Mr. Parsons, in his work, 2 Parsons, Contracts 746, says: “All contracts which provide that anything'shall be done which is distinctly prohibited by law, or morality, or public policy, are void, so he who advances money in consideration of a promise or undertakes to do such a thing may, at any time before it is done, rescind the contract, and prevent the thing from being done, and recover back his money.” To the same effect, see, 3 Addison, Contracts (Am. ed.) §1412; *396Chitty, 'Contracts (11th Am. ed.) 944; 1 Story, Contracts (5th ed.) §617; 2 Greenleaf, Evidence (Lewis’s ed.) §111.

It may be conceded that our own cases have gone very far in refusing aid to one who has been a party to an illegal contract, where it has been even partly executed. As suggested above, appellee is not shown to have done anything with respect to the illegal portion of the contract. It is in fact alleged that no part of it had been carried out. In one sense the contract is an entire one, as embracing both a legal and an illegal consideration, but as indicated by the decisions, they may be disassociated where the parties are not equally guilty of wrong. Such cases as Overshiner v. Wise-hart (1897), 59 Ind. 135, and Hutchins v. Weldin (1888), 114 Ind. 80, 15 N. E. 804, do not reach the question here, because in the former, the party seeking relief had been an active participant in an undertaking wholly fraudulent, and in the Hutchins case the court plants the decision on the ground that the plaintiff got all that he bargained for. So in Swain v. Bussell (1858), 10 Ind. 438, Swain got exactly what he bargained for, and was bound to know that the whole transaction was prohibited. In Board, etc. v. Garrigus (1905), 164 Ind. 589, 73 N. E. 82, 74 N. E. 249, it is pointed out that there is a distinction between cases where both parties are equally guilty of wrong, and where one has been overreached by another into the making of the contract, and also between actions to enforce, and those to rescind. In our own court, such cases are: Spaulding v. Nathan (1898), 21 Ind. App. 122, 51 N. E. 742; American Mut. Life Ins. Co. v. Mead (1906), 39 Ind. App. 215, 79 N. E. 526. The strongest case perhaps in this State, presenting the question of partial execution is Chicago, etc., R. Co. v. Southern Ind. R. Co. (1906), 38 Ind. App. 234, 70 N. E. 843, but it will be observed that the action was to enforce, and not rescind, and in that case as in the Mead case, the doctrine of Kain v. Bare (1892), 4 Ind. App. 440, 31 N. E. 205, and Regensburg v. Notestine (1891), 2 Ind. App. 97, *39727 N. E. 108, is declared that if the contract is induced by fraud, it may be rescinded.

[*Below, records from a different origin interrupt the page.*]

PR #6987, opened 2024-12-13
Chasm Interface

yycptt:
## What changed?

- Chasm interface

## Why?

- For the new CHASM framework


service/history/chasm/component.go
bergundy, line 1: I would put this in a top level `chasm` directory. There's likely going to be some chasm related code in other services.

service/history/chasm/components/activity/activity.go
```diff
@@ -0,0 +1,168 @@
...
+	Activity struct {
+		// ALL FIELDS MUST BE EXPORTED for reflection to work
+
+		// In V1, we will only support only one non-chasm.XXX field in the struct.
+		// and that field must be a proto.Message.
+		// TODO: define a serializer/deserializer interface?
+		//
+		// Framework will try to recognize the type and do serialization/deserialization
+		// proto.Message is recommended so the component get compatibility if state definition changes
+		State persistencepb.ActivityInfo // proto.Message
```
bergundy, line 23: Let's call this standard field `Data`, since `State` is usually an enum.

bergundy: Alternatively, we can let you embed a proto and treat that as the data field. That could be slightly nicer to use.

service/history/chasm/components/activity/activity.go
```diff
@@ -0,0 +1,168 @@
...
+
+		// At the end of a transition, framework will use reflection to understant the component
+		// tree structure.
+
+		// TODO: also support field name tag, so the fields can be renamed
+		Input  *chasm.Field[*common.Payload] `chasm:"lazy"`
+		Output *chasm.Field[*common.Payload] `chasm:"lazy"`
+
+		EventNotifier *chasm.Field[EventNotifier]
```
bergundy, line 32: I know this is just to show the pointer capabilities, but the real activity implementation will need to do more than just notify its parent, it'll need to be injected with a way to read the inputs and outputs. They won't be embedded payloads in the workflow case.

service/history/chasm/components/activity/activity.go
```diff
@@ -0,0 +1,168 @@
...
+func (i *Activity) RecordCompleted(
+	chasmContext chasm.MutableContext,
+	req *RecordCompletedRequest,
+) (*RecordCompletedResponse, error) {
+	// say we have a completedTime field in ActivityInfo
+	// i.State.CompletedTime = timestamppb.New(chasmContext.Now())
+	output := &common.Payload{
+		Data: req.Output,
+	}
+	i.Output = chasm.NewData(chasmContext, output)
```
bergundy, line 145: I'd probably call this method `NewDataField` since it constructs a `Field`.

service/history/chasm/components/activity/fx.go
```diff
@@ -0,0 +1,51 @@
...
+	matchingClient matchingservice.MatchingServiceClient
+}
+
+func (l Library) Name() string {
+	return "activity"
+}
+
+func (l Library) Components() []chasm.RegistrableComponent {
+	return []chasm.RegistrableComponent{
+		chasm.NewRegistrableComponent[*Activity](
```
bergundy, line 19: I'm kinda going back and forth between a `RegisterComponent` function and this approach where the library returns the list of components.

The main downside to this approach is that you have to wrap with `NewRegisterableComponent`.

If we do want this approach, we may want a `LibraryBase` struct that has empty implementations for all of the methods so library implementors only provide the items they need registered.

I like that with the concept of a library, you essentially get a namespace for all components and tasks.

service/history/chasm/components/activity/fx.go
bergundy, line 1: This is a library, and should be put in `chasm/lib/activity/` IMHO.

service/history/chasm/components/activity/handler.go
```diff
@@ -0,0 +1,160 @@
+package activity
+
+import (
+	"context"
+	"time"
+
+	"go.temporal.io/server/service/history/chasm"
+)
+
+// This will be nexus
```
bergundy, line 10: 👍 I'll work on a Nexus POC on top of this.

service/history/chasm/components/activity/tasks.go
```diff
@@ -0,0 +1,77 @@
...
+
+type TimeoutTask struct {
+	// similar to component state,
+	// use a proto message if possible
+	TimeoutType int
+}
+
+type TimeoutTaskHandler struct{}
+
+func (h *TimeoutTaskHandler) Validate(
```
bergundy, line 63: A little on the fence if `Validate` should be here or on the Component or the task but this works and has some advantages.

service/history/chasm/components/activity/tasks.go
```diff
@@ -0,0 +1,77 @@
...
+	chasmContext chasm.Context,
+	activity *Activity,
```
bergundy, line 65: I wonder if we reuse tasks for separate components and there will need to be a way to provide a `Validate` function for each of them.

service/history/chasm/components/activity/handler.go
```diff
@@ -0,0 +1,160 @@
...
+	request *RecordStartedRequest,
+) (*RecordStartedResponse, error) {
+	// resp := &RecordStartedResponse{}
+
+	ref, err := chasm.DeserializeComponentRef(request.RefToken)
+	if err != nil {
+		return nil, err
+	}
+
+	resp, startedActivityRef, err := chasm.UpdateComponent(
```
bergundy, line 92: As discussed yesterday, I wish we could get the ref in the update function and keep the ref out of this signature. This is good to start with though.

service/history/chasm/components/activity/fx.go
bergundy: Library specific RPCs, configs, and protos should also be colocated in the lib directory.

service/history/chasm/components/activity/activity.go
```diff
@@ -0,0 +1,168 @@
...
+	if err := chasmContext.AddTask(
+		i,
+		chasm.TaskAttributes{}, // immediate task
+		DispatchTask{},
+	); err != nil {
+		return nil, err
+	}
+	if err := chasmContext.AddTask(
+		i,
+		chasm.TaskAttributes{
```
bergundy, line 85: I like that you've separated this out and not put it in the Task like I had it in my POC.

service/history/chasm/components/activity/handler.go
```diff
@@ -0,0 +1,160 @@
...
+		ctx,
+		ref,
+		func(a *Activity, ctx chasm.Context, _ *GetActivityResultRequest) bool {
+			return a.LifecycleState() == chasm.LifecycleStateCompleted
+		},
+		func(a *Activity, ctx chasm.MutableContext, _ *GetActivityResultRequest) (*GetActivityResultResponse, error) {
+			outputPayload, err := a.Output.Get(ctx)
+			resp.Output = outputPayload.Data
+			return resp, err
+		},
```
bergundy, line 153: I wonder if we'd be better off merging these two like so:

```suggestion
		func(a *Activity, ctx chasm.MutableContext, _ *GetActivityResultRequest) (*GetActivityResultResponse, error) {
			if a.LifecycleState() != chasm.LifecycleStateCompleted {
				return nil, chasm.ErrNoReady / *name TBD */
			}
			outputPayload, err := a.Output.Get(ctx)
			resp.Output = outputPayload.Data
			return resp, err
		},
```

service/history/chasm/engine.go
```diff
@@ -0,0 +1,241 @@
...
+}
+
+// Not needed for V1
+// func WithEagerLoading(
+// 	paths []ComponentPath,
+// ) OperationOption {
+// 	panic("not implemented")
+// }
+
+func NewEntity[C Component, I any, O any](
```
bergundy, line 92: Alternatively, call this `CreateEntity` but what you have is fine too.

service/history/chasm/engine.go
```diff
@@ -0,0 +1,241 @@
...
+
+// this only applies to NewEntity and UpdateWithNewEntity
+func WithBusinessIDPolicy(
+	reusePolicy BusinessIDReusePolicy,
+	conflictPolicy BusinessIDConflictPolicy,
+) TransitionOption {
+	panic("not implemented")
+}
+
+// Not needed for V1
```
bergundy, line 85: True, this isn't needed but if we were to do it, there's a type safe way using a closure that gets an instance and returns field references.

service/history/chasm/components/activity/activity.go
Sushisource: Agree with naming change. Disagree with proto embed. I'd prefer for it to just be explicit.

service/history/chasm/components/activity/activity.go
```diff
@@ -0,0 +1,168 @@
...
+		},
+	); err != nil {
+		return nil, nil
+	}
+
+	return &ScheduleResponse{}, nil
+}
+
+func (i *Activity) GetDispatchInfo(
+	chasmContext chasm.MutableContext,
```
Sushisource, line 99: Should this be an immutable context?

service/history/chasm/components/activity/activity.go
Sushisource: I also had thought we wanted a way for the parent to be able to decide what notifications it cared about from its children, rather than the children needing to remember to notify the parent. I think that can still be implemented in terms of this a pointer just fine though.

Something as simple as the following I think would be nice, and isn't really even part of the framework, just a useful pattern. I think it keeps things a little more obvious for the activity implementer.

```go
func NewScheduledActivity(
	chasmContext chasm.MutableContext,
	params *NewActivityRequest,
	onComplete func(ActivityCompletedEvent)
) { ... }

// Then workflow constructs like
NewScheduledActivity(ctx, params, func(ce) { me.AsComponentPointer(ctx).OnCompletion(ce) })
```

service/history/chasm/components/activity/handler.go
Sushisource: I think I prefer them separate, because what happens if you mutate something and then say "not ready"? That would be some weird violation that shouldn't be possible, and separate contexts enforces that at the type level.

If you need context from one to the other, make the ready function return `(bool, T)` and `T` is passed into the mutator

service/history/chasm/context.go
```diff
@@ -0,0 +1,39 @@
+package chasm
+
+import (
+	"context"
+	"time"
+)
+
+type Context interface {
+	// Context is not binded to any component,
```
Sushisource, line 9:
```suggestion
	// Context is not bound to any component,
```

service/history/chasm/ref.go
```diff
@@ -0,0 +1,57 @@
...
+// then you can only interact with the top level entity.
+func NewComponentRef(
+	entityKey EntityKey,
+	rootComponentName string,
+) ComponentRef {
+	return ComponentRef{
+		EntityKey: entityKey,
+		// we probably don't even need this,
+		// can make the function generic and find the name from registry
+		rootComponentName: rootComponentName,
```
Sushisource, line 44: Agree. Taking in the type and having components define their name so you operate in terms of types rather than names is nice.

service/history/chasm/context.go
```diff
@@ -0,0 +1,39 @@
...
+	// e.g. HistoryEvent
+
+	// Get a Ref for the component
+	// This ref to the component state at the end of the transition
+	// Same as Ref(Component) method in Context,
+	// this only works for components that already exists at the start of the transition
+	//
+	// If we provide this method, then the method on the engine doesn't need to
+	// return a Ref
+	// NewRef(Component) (ComponentRef, bool)
```
Sushisource, line 38: You could have a `CreationContext` that simply doesn't include this, and that and `MutableContext` both embed an un-exported base interface.

Sushisource (commented):
Overall looking really good to me

service/history/chasm/context.go
yycptt: Problem is new components can be created in any transition not just the first one that creates the entity.

service/history/chasm/ref.go
yycptt: I realized later that if we pass in the component type, then we'll also need a way to access the registry. Either pass in the registry or the function impl reference a global variable... Neither feels like a good idea to me.

I need to better understand how the services will be exposed as nexus and then come back to this. We might solve the routing problem in a different way and can just store shardID in the ref.

service/history/chasm/component.go
yycptt: Synced offline. I've moved the package to top level. 
Though later during implementation, we will have to comment that some exported function are meant for internal implementation use and should not be used by lib/component author.

service/history/chasm/components/activity/handler.go
yycptt: I ended up making the ref type generic as well, and it can be `[]byte | ComponentRef`. 
For api, takes in `[]byte` makes sense.
For task processing, decoded ComponentRef makes more sense as the framework will construct ComponentRef in memory. Always takes in []byte means extra encoding/decoding. Framework also needs to put extra task validation fn in the ref as well.

service/history/chasm/components/activity/handler.go
yycptt: I changed the signature of the validation to return (T, bool, error), though that means the mutator is now taking 4 params...

bergundy: Not sure why there needs to be a mutator in poll or why you need both an error and a bool.

service/history/chasm/components/activity/tasks.go
bergundy: Let's try this out. Hard to tell without building some use cases on top of this.

service/history/chasm/ref.go
bergundy: Hmm... shard ID in the ref might work. I don't think any of this is blocking the initial work.

bergundy (approved):
Overall LGTM, had some followup questions.

I think we're in agreement but just want to double check that the structure will be:

```
chasm/ # framework code live here
chasm/lib # libraries live here
```

service/history/chasm/component.go
alexshtin: Top level, you mean `common/chasm`?

service/history/chasm/component.go
```diff
@@ -0,0 +1,71 @@
...
+
+// func (UnimplementedComponent) Terminate() {}
+
+func (UnimplementedComponent) mustEmbedUnimplementedComponent() {}
+
+// Shall it be named ComponentLifecycleState?
+type LifecycleState int
+
+const (
+	LifecycleStateUnspecified LifecycleState = 0
```
alexshtin, line 32:
```suggestion
	LifecycleStateUnspecified = LifecycleState(0)
```
and then it can be moved to the end of next `const` blocl.

yycptt:
> Overall LGTM, had some followup questions.
> 
> I think we're in agreement but just want to double check that the structure will be:
> 
> ```
> chasm/ # framework code live here
> chasm/lib # libraries live here
> ```

Yes. That will be the structure. I just realized I pushed my changes to my fork but this PR is created based on the branch in temporal repo... so the changes are not reflected in this PR. It's fixed now. Sorry about that. 

Not sure if you want to take another look. The changes are basically same as what I described in the comments.

service/history/chasm/component.go
bergundy: Just `chasm`.

chasm/ref.go
```diff
@@ -0,0 +1,61 @@
...
+	// From the component name, we can find the component struct definition
+	// use reflection to find sub-components and understand if those sub-components
+	// needs to be loaded or not. we only need to do this for sub-components of the component.
+	// path for parent/ancenstor component can be inferred from the path.
+	componentName      string
+	componentPath      componentPath
+	componentInitialVT *persistencespb.VersionedTransition // this identifies a component
+	entityLastUpdateVT *persistencespb.VersionedTransition // this is consistency token
+
+	validationFn func(Context, Component) error
```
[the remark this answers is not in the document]
yycptt: hmm this is a field in the ComponentRef struct, so `Fn` is right?

yycptt (commented):
Will remove anything under chasm/lib before merging the PR.

chasm/ref.go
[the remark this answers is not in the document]
alexshtin: my bad

alexshtin (approved):
I am pretty much sure we will do renames and move things around in future but this is something to start with.

chasm/engine.go
```diff
@@ -0,0 +1,293 @@
...
+// THE SOFTWARE.
+
+package chasm
+
+import (
+	"context"
+)
+
+// now that is not exported, a struct is good enough
+// instead of an interface
```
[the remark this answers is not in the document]
yycptt: oh my bad. Removed the comments. 

Long story... Originally this is an export Engine interface which does provide strongly typed experience to users. Later we moved to exported generic methods for creating & updating components. So the interface becomes private and I was thinking maybe we don't need the interface at all and can use just write an engineImpl. 
But now I think the interface def should still be useful when we write tests and also for the test framework which may use a different implementation.

chasm/engine.go
```diff
@@ -0,0 +1,296 @@
...
+const (
+	BusinessIDReusePolicyAllowDuplicate BusinessIDReusePolicy = iota
+	BusinessIDReusePolicyRejectDuplicate
+)
+
+type BusinessIDConflictPolicy int
+
+const (
+	BusinessIDConflictPolicyFail BusinessIDConflictPolicy = iota
+	BusinessIDConflictPolicyTermiateExisting
```
dandavison, line 79: Typo

PR #6988, opened 2024-12-13
Add attempt count to Nexus invocation and cancelation tasks

pdoerner:
## What changed?

Added attempt count to `nexusoperations.InvocationTask` and `nexusoperations.CancelationTask`
Exported `outbound_queue_factory.StateMachineTask` to make it accessible to executor wrappers


components/nexusoperations/tasks.go
```diff
@@ -187,11 +199,17 @@ func (CancelationTask) Validate(ref *persistencespb.StateMachineRef, node *hsm.N
 type CancelationTaskSerializer struct{}
 
 func (CancelationTaskSerializer) Deserialize(data []byte, attrs hsm.TaskAttributes) (hsm.Task, error) {
-	return CancelationTask{EndpointName: attrs.Destination}, nil
+	attempt, _ := binary.Varint(data)
```
bergundy, line 202: It's fine to not error here since we may have tasks without any data attached but you can either make it more explicit by checking if `len(data) == 0` or at least add a comment explaining why you'd ignore an error here.

bergundy (commented):
I would probably use a proto struct to have the ability to add more fields in the future, this approach is a bit limiting.

components/nexusoperations/tasks.go
pdoerner: `binary.Variant()` doesn't error, it returns the number of bytes read as the second value. So I think it is fine to leave it as the zero value. But irrelevant as I will replace with a struct

bergundy (approved):

PR #6992, opened 2024-12-14
Latest UI, Grafana and Prometheus images

stephanos:
## What changed?

Using the latest `grafana`, `temporalio/ui` and `prometheus` images for our local dev setup.

## Why?

The current versions are 6+ months old.

## How did you test it?

Started locally.

### DIFF
--- a/develop/docker-compose/docker-compose.yml
+++ b/develop/docker-compose/docker-compose.yml
@@ -59,7 +59,7 @@ services:
       - temporal-dev-network
   prometheus:
     # Use http://localhost:9090/ to access Prometheus.
-    image: prom/prometheus:v2.30.0
+    image: prom/prometheus:latest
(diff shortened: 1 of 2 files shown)


develop/docker-compose/docker-compose.yml
```diff
@@ -76,7 +76,7 @@ services:
     volumes:
       - ./grafana/provisioning/:/etc/grafana/provisioning/
   temporal-ui:
-    image: temporalio/ui:2.26.2
+    image: temporalio/ui:latest
```
stephanos, line 79: `latest` is usually not the best idea; but I think here it works great because we won't have to remember updating this - and the risk for breaking changes seems low to me.

alexshtin (approved):
Thanks for doing this!

PR #6993, opened 2024-12-14
Handle missing Update `acceptedRequest`

stephanos:
## What changed?

When applying an UpdateAccepted event to the MS, use the `protocolInstanceId` instead of the Update ID from the `acceptedRequest` attributes.

## Why?

See code comment.

## How did you test it?

Extended/modified existing tests.

### DIFF
--- a/service/history/workflow/mutable_state_impl.go
+++ b/service/history/workflow/mutable_state_impl.go
@@ -4298,7 +4298,10 @@ func (ms *MutableStateImpl) ApplyWorkflowExecutionUpdateAcceptedEvent(
 	if ms.executionInfo.UpdateInfos == nil {
 		ms.executionInfo.UpdateInfos = make(map[string]*persistencespb.UpdateInfo, 1)
 	}
-	updateID := attrs.GetAcceptedRequest().GetMeta().GetUpdateId()
+	// NOTE: `attrs.GetAcceptedRequest().GetMeta().GetUpdateId()` was used here before, but that is problematic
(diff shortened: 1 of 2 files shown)


service/history/workflow/mutable_state_impl.go
```diff
@@ -4265,7 +4265,10 @@ func (ms *MutableStateImpl) ApplyWorkflowExecutionUpdateAcceptedEvent(
 	if ms.executionInfo.UpdateInfos == nil {
 		ms.executionInfo.UpdateInfos = make(map[string]*persistencespb.UpdateInfo, 1)
 	}
-	updateID := attrs.GetAcceptedRequest().GetMeta().GetUpdateId()
+	// NOTE: `attrs.GetAcceptedRequest().GetMeta().GetUpdateId()` was used here before, but that is problematic
+	// in a reset/conflict resolution scenario where there is no `acceptedRequest` since the previously written
+	// UpdateAdmitted event already contains the Update payload.
```
alexshtin, line 4270: I would rephrase it to:
1. not refer "previously" case,
2. support future durable admitted case.

```suggestion
	// NOTE: `attrs.GetAcceptedRequest().GetMeta().GetUpdateId()` can't be used here,
	// because `acceptedRequest` might be nil if UpdateAdmitted event with the Update payload
	// was previously written to the history. 
	// For example, in a reset/conflict resolution scenario.
```

alexshtin (approved):

PR #6994, opened 2024-12-14
Delete Namespace: block for replicated namespace

alexshtin:
## What changed?

Delete Namespace: block for replicated namespace.

## Why?

Disable namespace deletion if namespace is replicate because:
  - If namespace is passive in the current cluster, then WF executions will keep coming from
    the active cluster and namespace will never be deleted (`ReclaimResourcesWorkflow` will fail).
  - If namespace is active in the current cluster, then it technically can be deleted (and
    in this case it will be deleted from this cluster only because delete operation is not replicated),
    but this is confusing for the users, as they might expect that namespace is deleted from all clusters.

## How did you test it?

Added unit and functional tests.

## Potential risks

Replicated namespaces can't be deleted anymore and must be disconnected first.

## Documentation

No.

## Is hotfix candidate?

No.

### DIFF
--- a/service/worker/deletenamespace/workflow.go
+++ b/service/worker/deletenamespace/workflow.go
@@ -26,6 +26,7 @@ package deletenamespace
 
 import (
 	"fmt"
+	"strings"
 	"time"
 
 	enumspb "go.temporal.io/api/enums/v1"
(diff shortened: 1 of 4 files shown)


service/worker/deletenamespace/workflow.go
```diff
@@ -124,11 +125,28 @@ func DeleteNamespaceWorkflow(ctx workflow.Context, params DeleteNamespaceWorkflo
 	var namespaceInfo getNamespaceInfoResult
 	err := workflow.ExecuteLocalActivity(ctx1, la.GetNamespaceInfoActivity, params.NamespaceID, params.Namespace).Get(ctx, &namespaceInfo)
 	if err != nil {
-		return result, temporal.NewNonRetryableApplicationError(fmt.Sprintf("namespace %s is not found", params.Namespace), "", err)
+		ns := params.Namespace.String()
+		if ns == "" {
+			ns = params.NamespaceID.String()
+		}
+		return result, temporal.NewNonRetryableApplicationError(fmt.Sprintf("namespace %s is not found", ns), "", err)
```
hehaifengcn, line 132: how about printing both Namespace and NamespaceID?

hehaifengcn (approved):

yiminc (commented):
I think we should do that at the api handler as well, it will be better experience to reject the API request.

The evidence discloses that appellant took a conveyance for property worth $10,000 or more, without any examination of it, from which the inference of his relation to the transaction in its entirety, may be readily drawn. He knew of the existence of the oil stock, and had full knowledge that it was practically of no value, and that having assented to the property being incorporated, he knew that- there ivas nothing to do but take what he could get, without any questions asked, or inquiry made, as his evidence practically discloses. It also appears that appellee received $250 a month for two months, and it is alleged he rendered full value for it. Conceding that this salary was received under the contract, if the services rendered Avere o£ that value as services, and there is no intimation to the contrary, and it also appears that he was never secretary or director, no estoppel can be predicated on that fact, for no one can be estopped by receiving what he is entitled to, or as in this case, the fair value of services rendered, in addition to the fact that it will be presumed to be a fair value. Drury v. Hayden (1884), 111 U. S. 223, 4 Sup. Ct. 405, 28 L. Ed. 408; Elliott v. Sachett (1883), 108 U. S. 132, 2. Sup. Ct. 375, 27 L. Ed. 678; Smith v. Kidd (1877), 68 N. Y. 130, 23 Am. Rep. 157.

I am impelled by these additional reasons to concurrence in affirmance of the judgment.

Note. — Reported in 106 N. E. 694, 699. As to actions on illegal contracts, see 8 Am. Dec. 691. See, also, under (1, 4) 9 Cyc. 550; (3) 31 Cyc. 333; (5) 9 Cyc. 551; (6) 29 Gyc. 1037; (7) 29 Cyc. 1035; (8) 3 C. X 725; 2 Cyc. 672; (10) 3 Cyc. 360.